ACTIVITY> Everything from the line with "Add a URL parameter" to the end of the data below must be returned exactly as it is, and nothing besides.

====

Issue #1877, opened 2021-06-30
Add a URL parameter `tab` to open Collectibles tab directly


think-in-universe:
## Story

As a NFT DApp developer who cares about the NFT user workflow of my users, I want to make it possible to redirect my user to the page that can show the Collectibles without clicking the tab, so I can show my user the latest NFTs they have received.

====

OUTPUT BELOW>
Add a URL parameter `tab` to open Collectibles tab directly


think-in-universe:
## Story

As a NFT DApp developer who cares about the NFT user workflow of my users, I want to make it possible to redirect my user to the page that can show the Collectibles without clicking the tab, so I can show my user the latest NFTs they have received.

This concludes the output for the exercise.